The system design also covers the small VIP areas which are catered for with two d&b 5S loudspeakers. Everything is powered by a d&b 30D and a d&b 10D amplifier, with the DSP allowing precise time delays to keep the sound tight and aligned.
A further component of the project was for Beyond Network Solutions to install a custom, networked control system that distributes the Rabbit Bar entertainment across the whole building – the second floor is the Artasian Restaurant specialising in Asian cuisine, while the top floor Attic Bar is an intimate space available for private functions and occasionally open to the public as a cocktail bar. With the new network, anything can be routed anywhere throughout the building with total control, and is easily reconfigured at a moment’s notice.
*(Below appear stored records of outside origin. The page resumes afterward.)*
PR #237, opened 2016-09-07
Add dialyzer to ci

parkerl:
@devonestes I think you were very close on this. I have built upon your fine work.

The biggest problem is that out of the box mix is not going to compile `.exs` files to `.beam` files that can be analyzed by dialyzer. We can force that with `elixirc`. 

The next issue is that all the files we want to analyze are called `example.exs` which does not give the best feedback as you can see in this build https://travis-ci.org/parkerl/xelixir/builds/157473389 I've done some shell scripting here to help with that. 

There are at least two issues left.

First, I have hard coded this to the 1.3.0 PLT version which seems to work on Travis but not for me locally. 

Second, this is a bit rough to run locally when the PLT is not hard coded as you have to set the Travis specific environment variables. We should be able to let contributors run this as smoothly as possible on their PRs.

P.S. There was a great Dialyzer talk at ElixirConf. I recommend a watch when the vids come out.

### DIFF
--- a/.travis.yml
+++ b/.travis.yml
@@ -16,5 +16,7 @@ script:
 - EXERCISM_TEST_EXAMPLES=true elixirc --warnings-as-errors **/example.exs **/*_test.exs -o ./tmp > /dev/null
 - rm -rf ./tmp
 
+- dialyzer --no_check_plt --plt $PLT_LOCATION
+
 - "! git grep ' $' -- \\*.exs | grep -v -e 'exercises/diamond/diamond_test.exs'"
 sudo: false
--- a/.travis.yml
+++ b/.travis.yml
@@ -16,7 +16,7 @@ script:
 - EXERCISM_TEST_EXAMPLES=true elixirc --warnings-as-errors **/example.exs **/*_test.exs -o ./tmp > /dev/null
 - rm -rf ./tmp
 
-- dialyzer --no_check_plt --plt $PLT_LOCATION
+- bin/dialyzer_check.sh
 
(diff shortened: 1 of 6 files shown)


devonestes:
Sorry it's taken me so long to get to this! Been a busy couple of weeks...

This is a great step forward! I think we can take care of those travis-specific environment variables by using conditional assignment in the bash script. Something like this, maybe?

```bash
: ${TRAVIS_ELIXIR_VERSION=1.3}
```

I wouldn't say I'm a bash scripting expert so that might not be exactly proper syntax, but the idea is saying "if this variable isn't set, set it to this, otherwise take what's set". That way we can have values in there for a user to use on their local machine just fine, but still take whatever's set by Travis without overwriting it.

The unhelpful errors thing is rough, though. Honestly, I don't know enough about Dialyzer to know if we can change the output at all to get a more complete file path. The other alternative that I think we could do is to only use Dialyzer on one file at a time (like, in the loop rather than outside of it) so we can print something to STDOUT telling the user which file we're checking - that way they'll know which `example.exs` is in need of some love. I'm not entirely sure that's a great idea, but just wanted to throw it out there in case it helps folks come up with something good to solve that issue.

I'll keep thinking about this, though, and play around a bit myself as well!

parkerl:
@devonestes thanks. Actually I have figured out the file name issue. I will push up my latest WIP so you can take a look.

parkerl:
@devonestes w00t! This is finally 🍏 ! 

What do you think? Good to go?

devonestes:
Awesome! This is ready to rock 'n roll! 👍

We got the one-size-fits-all solution, with the added bells and whistles.
ONE SIZE FITS ALL
George Kostopoulos and Benjamin Gore at Beyond Network Solutions have enjoyed a long relationship with Aaron Lee and NAS Solutions. For George and Benjamin, NAS is always ready to help and collaborate on any project large or small. They worked together to design a fit for purpose solution to meet the expectations of the client. George says, “You only have to give Aaron a quick call and he’ll be around, offering ideas and even bringing gear to demonstrate to us before we present a solution to our client. He’s like an extra member of the Beyond Network Solutions team.”
Ben McBeath at the ArtHouse Hotel couldn’t be happier. “George and Benjamin presented the ArtHouse with d&b as our best solution to resolving my rather demanding set of requirements. The ArtHouse Hotel is a unique venue and demanded a unique, broad and high-quality solution and the outcomes are exceptional. We got the one-size-fits-all solution, with the added bells and whistles. It’s a system that cuddles you and picks you up when needed. We love it.”
If those wise scholars from the 1830s could look forward to today and the 21st century, surely they’d be delighted to see the Sydney Mechanics’ School of Arts continues to be a thriving establishment and a prominent landmark in the Sydney CBD. Even better, if you go into the Rabbit Bar and enjoy a cold beer, you can probably still find out how to buy a good horse.